Pricing for TrenDemon starts at $800 per month. The system was launched in early 2015 and is currently used by just over 100 companies.

Adinton

Next we have Adinton, a Barcelona-based firm that specializes in attribution for paid search and social ads. Adinton has more than 55 clients throughout Europe, mostly selling travel and insurance online. Such purchases often involve multiple Web site visits but still have a shorter buying cycle than complex B2B transactions.

Adinton has pixels to capture Web ad impressions as well as Web site visits.

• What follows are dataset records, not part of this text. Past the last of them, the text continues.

PR #1733, opened 2021-01-29
[React Form] Correct validation examples used regarding title length being longer than three characters

hnaeem96:
## Description

This PR will edit the validation examples used regarding the title length in the `react-form` to correctly match the validation description.

## Type of change

## Checklist

### DIFF
--- a/packages/react-form/README.md
+++ b/packages/react-form/README.md
@@ -362,7 +362,7 @@ You can also pass a more complex configuration object specifying a validation fu
 const field = useField({
   value: someRemoteData.title,
   validates: title => {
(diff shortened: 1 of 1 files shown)


packages/react-form/README.md
```diff
@@ -362,7 +362,7 @@ You can also pass a more complex configuration object specifying a validation fu
 const field = useField({
   value: someRemoteData.title,
   validates: title => {
-    if (title.length > 3) {
+    if (title.length <= 3) {
```
dahukish, line 365: good catch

Like TrenDemon, it tracks site visitors over time and distinguishes between starting, middle, and finishing clicks. It also distinguishes between attributed and assisted conversions. When possible, it builds a unified picture of each visitor across devices and channels.

The system uses this data to calculate the cost of different types of click types, which it combines to create a “true” cost per action for each ad purchase. It compares this with the clients’ target cost per actions to determine where they are over- or under-investing.

Adinton has API connections to gather data from Google AdWords, Facebook Ads, Bing Ads, AdRoll, RocketFuel, and other advertising channels. An autobidding system can currently adjust bids in AdWords and will add Facebook and Bing adjustments in the near future. The system also does keyword research and click fraud identification. Pricing is based on number of clicks and starts as low as $299 per month for attribution analysis, with additional fees for autobidding and click fraud modules. Adinton was founded in 2013.  It launched its first product in 2014 although attribution came later.

Further Thoughts

These two products are chosen almost at random, so I wouldn’t assign any global significance to their features. But it’s still intriguing that both add a first/middle/last buying stage to the analysis. It’s also interesting that they occupy a middle ground between totally arbitrary attribution methodologies, such as first touch/last touch/fractional credit, and advanced algorithmic methods that attempt to calculate the true incremental impact of each touch. (Note that neither TrenDemon nor Adinton’s summary metric is presented as estimating incremental value.)

 Of course, without true incremental value, neither system can claim to develop an optimal spending allocation. One interpretation might be that few marketers are ready for a full-blown algorithmic approach but many are open to something more than the clearly-arbitrary methods. So perhaps systems like TrenDemon and Adinton offer a transitional stage for marketers (and marketing AI systems) that will eventually move to a more advanced approach.

 An alternative view would be the algorithmic methods will never be reliable enough to be widely accepted.  This would see these intermediate systems as about as far as most marketers ever will or should go towards measuring marketing program impact. Time will tell.